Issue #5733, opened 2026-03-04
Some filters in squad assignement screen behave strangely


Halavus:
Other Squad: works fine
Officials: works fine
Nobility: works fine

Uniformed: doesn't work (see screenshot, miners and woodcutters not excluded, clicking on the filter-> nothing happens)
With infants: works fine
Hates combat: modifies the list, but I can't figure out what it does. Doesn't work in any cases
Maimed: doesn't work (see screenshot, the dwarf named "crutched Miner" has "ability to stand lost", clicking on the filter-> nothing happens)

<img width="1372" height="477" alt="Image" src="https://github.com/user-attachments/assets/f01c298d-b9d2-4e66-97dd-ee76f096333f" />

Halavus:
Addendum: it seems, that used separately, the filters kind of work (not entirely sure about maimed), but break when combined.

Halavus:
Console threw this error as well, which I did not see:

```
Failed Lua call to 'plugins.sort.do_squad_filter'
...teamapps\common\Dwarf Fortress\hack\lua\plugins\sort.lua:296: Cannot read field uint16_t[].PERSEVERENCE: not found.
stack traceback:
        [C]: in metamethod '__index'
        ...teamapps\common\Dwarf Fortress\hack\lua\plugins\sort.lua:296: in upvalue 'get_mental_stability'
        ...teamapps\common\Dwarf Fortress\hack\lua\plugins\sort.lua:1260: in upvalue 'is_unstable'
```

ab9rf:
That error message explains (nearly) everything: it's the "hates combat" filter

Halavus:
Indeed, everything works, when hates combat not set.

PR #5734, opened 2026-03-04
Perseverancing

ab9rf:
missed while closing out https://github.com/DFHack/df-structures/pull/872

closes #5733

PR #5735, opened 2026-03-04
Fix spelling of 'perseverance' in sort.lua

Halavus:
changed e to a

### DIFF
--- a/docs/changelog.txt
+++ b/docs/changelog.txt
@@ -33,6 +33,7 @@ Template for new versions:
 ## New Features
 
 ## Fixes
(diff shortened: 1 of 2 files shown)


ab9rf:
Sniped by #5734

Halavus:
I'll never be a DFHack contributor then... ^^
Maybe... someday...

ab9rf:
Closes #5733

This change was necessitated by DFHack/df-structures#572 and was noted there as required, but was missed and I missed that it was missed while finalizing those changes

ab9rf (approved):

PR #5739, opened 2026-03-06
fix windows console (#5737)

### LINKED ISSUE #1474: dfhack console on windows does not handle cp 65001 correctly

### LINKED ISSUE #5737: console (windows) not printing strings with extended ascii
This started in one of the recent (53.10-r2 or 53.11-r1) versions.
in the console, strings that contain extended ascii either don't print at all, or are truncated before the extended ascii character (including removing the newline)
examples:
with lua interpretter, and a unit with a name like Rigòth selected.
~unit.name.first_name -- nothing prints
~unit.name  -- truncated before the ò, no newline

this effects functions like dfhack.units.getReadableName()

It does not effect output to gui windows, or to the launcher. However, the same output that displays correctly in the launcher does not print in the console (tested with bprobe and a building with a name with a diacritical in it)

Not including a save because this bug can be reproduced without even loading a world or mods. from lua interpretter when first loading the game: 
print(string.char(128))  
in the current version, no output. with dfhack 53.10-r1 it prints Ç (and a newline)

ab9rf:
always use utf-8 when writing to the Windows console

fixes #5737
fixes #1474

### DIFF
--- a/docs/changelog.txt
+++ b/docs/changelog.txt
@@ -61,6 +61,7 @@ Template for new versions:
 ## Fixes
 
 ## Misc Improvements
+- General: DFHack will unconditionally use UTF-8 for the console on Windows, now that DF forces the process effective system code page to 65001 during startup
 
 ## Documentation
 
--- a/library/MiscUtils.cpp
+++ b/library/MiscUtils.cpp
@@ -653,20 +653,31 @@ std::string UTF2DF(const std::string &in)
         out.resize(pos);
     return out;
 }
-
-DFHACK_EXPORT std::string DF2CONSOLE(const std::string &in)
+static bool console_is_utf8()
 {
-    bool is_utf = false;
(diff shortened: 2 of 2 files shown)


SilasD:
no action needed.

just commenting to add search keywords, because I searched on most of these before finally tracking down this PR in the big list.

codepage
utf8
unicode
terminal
---
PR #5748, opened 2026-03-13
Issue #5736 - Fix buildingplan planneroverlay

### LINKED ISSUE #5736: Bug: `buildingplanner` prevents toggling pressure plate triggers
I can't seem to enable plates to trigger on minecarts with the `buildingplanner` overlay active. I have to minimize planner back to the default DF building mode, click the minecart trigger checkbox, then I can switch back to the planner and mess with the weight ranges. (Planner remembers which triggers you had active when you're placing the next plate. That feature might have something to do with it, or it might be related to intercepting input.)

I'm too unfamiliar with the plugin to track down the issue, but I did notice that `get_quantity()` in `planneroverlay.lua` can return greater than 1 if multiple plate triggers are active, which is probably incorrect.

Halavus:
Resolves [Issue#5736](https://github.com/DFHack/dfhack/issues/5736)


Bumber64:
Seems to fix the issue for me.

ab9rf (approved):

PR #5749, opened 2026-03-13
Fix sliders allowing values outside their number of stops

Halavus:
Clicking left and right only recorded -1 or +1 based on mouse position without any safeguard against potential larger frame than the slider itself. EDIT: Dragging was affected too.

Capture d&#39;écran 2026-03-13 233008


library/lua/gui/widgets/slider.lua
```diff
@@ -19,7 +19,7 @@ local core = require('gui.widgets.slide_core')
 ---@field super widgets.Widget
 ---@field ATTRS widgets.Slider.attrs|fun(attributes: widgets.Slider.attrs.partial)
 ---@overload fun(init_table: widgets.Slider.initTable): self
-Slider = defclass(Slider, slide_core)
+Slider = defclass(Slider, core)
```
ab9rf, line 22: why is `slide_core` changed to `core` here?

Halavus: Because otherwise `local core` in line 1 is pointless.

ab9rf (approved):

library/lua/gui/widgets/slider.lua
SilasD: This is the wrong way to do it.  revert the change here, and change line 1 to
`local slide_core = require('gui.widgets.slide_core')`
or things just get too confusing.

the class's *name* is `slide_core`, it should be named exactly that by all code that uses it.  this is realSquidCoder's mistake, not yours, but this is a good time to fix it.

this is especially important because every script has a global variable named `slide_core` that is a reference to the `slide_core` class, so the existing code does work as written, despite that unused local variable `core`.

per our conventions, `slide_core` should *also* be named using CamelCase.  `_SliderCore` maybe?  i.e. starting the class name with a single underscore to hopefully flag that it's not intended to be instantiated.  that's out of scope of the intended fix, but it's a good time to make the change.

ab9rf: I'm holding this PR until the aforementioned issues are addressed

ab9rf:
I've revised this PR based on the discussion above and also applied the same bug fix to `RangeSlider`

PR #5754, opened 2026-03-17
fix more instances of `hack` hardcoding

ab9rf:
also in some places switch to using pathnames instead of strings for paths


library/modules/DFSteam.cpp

» Work instructions
Give the number of lines in the listing that contain the word "error", leaving out all other words.

» Solution to the exercise
2